__TASK INSTRUCTIONS__: Restate each entry shown beneath this instruction, keeping its wording intact.

** STUDY MATERIAL follows **

PR #4723, opened 2023-05-23
4717 relocate caching from sampletrackcache to some place below WaveClip

### LINKED ISSUE #4717: Relocate caching from SampleTrackCache to some place below WaveClip
### Your idea

Relocate caching from SampleTrackCache to SQLiteSampleBlock

### Problem to be solved

So far I've only come up with one reason for the SampleTrackCache, namely to limit the queries to SQLiteSampleBlock, which have a very large overhead.

However there are 3 problems with that :
1. StretchingSampleTrack is underneath SampleTrackCache, and when the latter pulls such a large amount of samples at once, the time-stretching processing time will cause a large outlier in the time it takes for SampleTrackCache::GetFloats to complete.
2. This propagates caching complexity rather high up in the stack. Why not doing it at the lowest level possible, namely in SQLiteSampleBlock?
3. Introducing time stretching makes the mapping from UI time to raw clip sample indices even more complex. I'd like to centralize this mapping logic and remove all sample index mentions from the WaveClip and WaveTrack API. SampleTrackCache uses these methods, though.

### Prior art

_No response_

### Additional context

I've already made experiments and measurements. In the figure below, I compare the time it takes for SampleTrackCache::GetFloats to execute without any caching (each GetFloats results in an SQL query), with caching as currently done, and with a quick-and-dirty caching (to be improved) I wrote in SQLiteSampleBlock. Observations :
* Caching does improve performance by an order of magnitude, reducing from an average of roughly 1ms down to 1us,
* The caching method still has outliers, namely the few calls where GetFloats results in an SQL query,
* caching in SQLiteSampleBlock works and provides equivalent performance, even roughly written.

GetFloats elapsed time

saintmatthieu:
Resolves: #4717 

Caching cannot be done above `WaveTrack` and `WaveClip` anymore, since its is done on the fly for large amount of samples (to reduce frequency of costly calls to SQLite DB) and time stretching cannot be done on such large chunks at once during playback without causing hick-ups in playback.

This also has the advantage of containing some of the complexity at a lower stack level.

Things to test, preferably on large project with many tracks and clips :
- [ ] playback also after changing track sample rate
- [ ] there is no noticeable CPU and memory usage increase
- [ ] looping and scrubbing still work
- [ ] Apply some effect (e.g. gain) to a part of a clip and play back
- [ ] Spectrum display
- [ ] Merge clips together


libraries/lib-wave-track/WaveClip.h
```diff
@@ -374,6 +370,9 @@ class WAVE_TRACK_API WaveClip final : public XMLTagHandler
    bool mIsPlaceholder { false };
 
 private:
+   //! Returns the index of the first sample of the underlying sequence
+   sampleCount GetSequenceStartSample() const;
```
Paul-Licameli, line 374: I'm starting the review in the middle, with the commit "Remove now obsolete API methods".  It makes the most widespread changes, by changing the interface of WaveTrack, and I want to understand that first as perhaps what motivates much else.

My first comment:  WaveClip::ToSequenceSamples becomes unused so could be removed.

src/tracks/playabletrack/wavetrack/ui/SpectrumCache.cpp
```diff
@@ -168,37 +162,25 @@ bool SpecCache::CalculateOneSpectrum
...
-      if (copy || !useBuffer)
-         useBuffer = scratch;
 
       if (autocorrelation) {
          // not reassignment, xx is surely within bounds.
          wxASSERT(xx >= 0);
          float *const results = &out[nBins * xx];
-         // This function does not mutate useBuffer
-         ComputeSpectrum(useBuffer, windowSizeSetting, windowSizeSetting,
+         // This function does not mutate adj
```
Paul-Licameli, line 182: Should the comment instead say `scratch`?

libraries/lib-wave-track/SequenceSampleCache.h
```diff
@@ -0,0 +1,40 @@
+#pragma once
```
Paul-Licameli, line 1: Add banner comments

libraries/lib-wave-track/SequenceSampleCache.h
```diff
@@ -0,0 +1,40 @@
...
+
+#include "SampleCount.h"
+#include "SampleFormat.h"
+
+#include <array>
+#include <functional>
+#include <optional>
+
+class SequenceSampleCache
```
Paul-Licameli, line 10: Add some Doxygen comments about the purpose of the class

libraries/lib-wave-track/SequenceSampleCache.h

** End of STUDY MATERIAL **

__ANSWER TO THIS PROBLEM__:
PR #4723, opened 2023-05-23
4717 relocate caching from sampletrackcache to some place below WaveClip

### LINKED ISSUE #4717: Relocate caching from SampleTrackCache to some place below WaveClip
### Your idea

Relocate caching from SampleTrackCache to SQLiteSampleBlock

### Problem to be solved

So far I've only come up with one reason for the SampleTrackCache, namely to limit the queries to SQLiteSampleBlock, which have a very large overhead.

However there are 3 problems with that :
1. StretchingSampleTrack is underneath SampleTrackCache, and when the latter pulls such a large amount of samples at once, the time-stretching processing time will cause a large outlier in the time it takes for SampleTrackCache::GetFloats to complete.
2. This propagates caching complexity rather high up in the stack. Why not doing it at the lowest level possible, namely in SQLiteSampleBlock?
3. Introducing time stretching makes the mapping from UI time to raw clip sample indices even more complex. I'd like to centralize this mapping logic and remove all sample index mentions from the WaveClip and WaveTrack API. SampleTrackCache uses these methods, though.

### Prior art

_No response_

### Additional context

I've already made experiments and measurements. In the figure below, I compare the time it takes for SampleTrackCache::GetFloats to execute without any caching (each GetFloats results in an SQL query), with caching as currently done, and with a quick-and-dirty caching (to be improved) I wrote in SQLiteSampleBlock. Observations :
* Caching does improve performance by an order of magnitude, reducing from an average of roughly 1ms down to 1us,
* The caching method still has outliers, namely the few calls where GetFloats results in an SQL query,
* caching in SQLiteSampleBlock works and provides equivalent performance, even roughly written.

GetFloats elapsed time

saintmatthieu:
Resolves: #4717 

Caching cannot be done above `WaveTrack` and `WaveClip` anymore, since its is done on the fly for large amount of samples (to reduce frequency of costly calls to SQLite DB) and time stretching cannot be done on such large chunks at once during playback without causing hick-ups in playback.

This also has the advantage of containing some of the complexity at a lower stack level.

Things to test, preferably on large project with many tracks and clips :
- [ ] playback also after changing track sample rate
- [ ] there is no noticeable CPU and memory usage increase
- [ ] looping and scrubbing still work
- [ ] Apply some effect (e.g. gain) to a part of a clip and play back
- [ ] Spectrum display
- [ ] Merge clips together


libraries/lib-wave-track/WaveClip.h
```diff
@@ -374,6 +370,9 @@ class WAVE_TRACK_API WaveClip final : public XMLTagHandler
    bool mIsPlaceholder { false };
 
 private:
+   //! Returns the index of the first sample of the underlying sequence
+   sampleCount GetSequenceStartSample() const;
```
Paul-Licameli, line 374: I'm starting the review in the middle, with the commit "Remove now obsolete API methods".  It makes the most widespread changes, by changing the interface of WaveTrack, and I want to understand that first as perhaps what motivates much else.

My first comment:  WaveClip::ToSequenceSamples becomes unused so could be removed.

src/tracks/playabletrack/wavetrack/ui/SpectrumCache.cpp
```diff
@@ -168,37 +162,25 @@ bool SpecCache::CalculateOneSpectrum
...
-      if (copy || !useBuffer)
-         useBuffer = scratch;
 
       if (autocorrelation) {
          // not reassignment, xx is surely within bounds.
          wxASSERT(xx >= 0);
          float *const results = &out[nBins * xx];
-         // This function does not mutate useBuffer
-         ComputeSpectrum(useBuffer, windowSizeSetting, windowSizeSetting,
+         // This function does not mutate adj
```
Paul-Licameli, line 182: Should the comment instead say `scratch`?

libraries/lib-wave-track/SequenceSampleCache.h
```diff
@@ -0,0 +1,40 @@
+#pragma once
```
Paul-Licameli, line 1: Add banner comments

libraries/lib-wave-track/SequenceSampleCache.h
```diff
@@ -0,0 +1,40 @@
...
+
+#include "SampleCount.h"
+#include "SampleFormat.h"
+
+#include <array>
+#include <functional>
+#include <optional>
+
+class SequenceSampleCache
```
Paul-Licameli, line 10: Add some Doxygen comments about the purpose of the class

libraries/lib-wave-track/SequenceSampleCache.h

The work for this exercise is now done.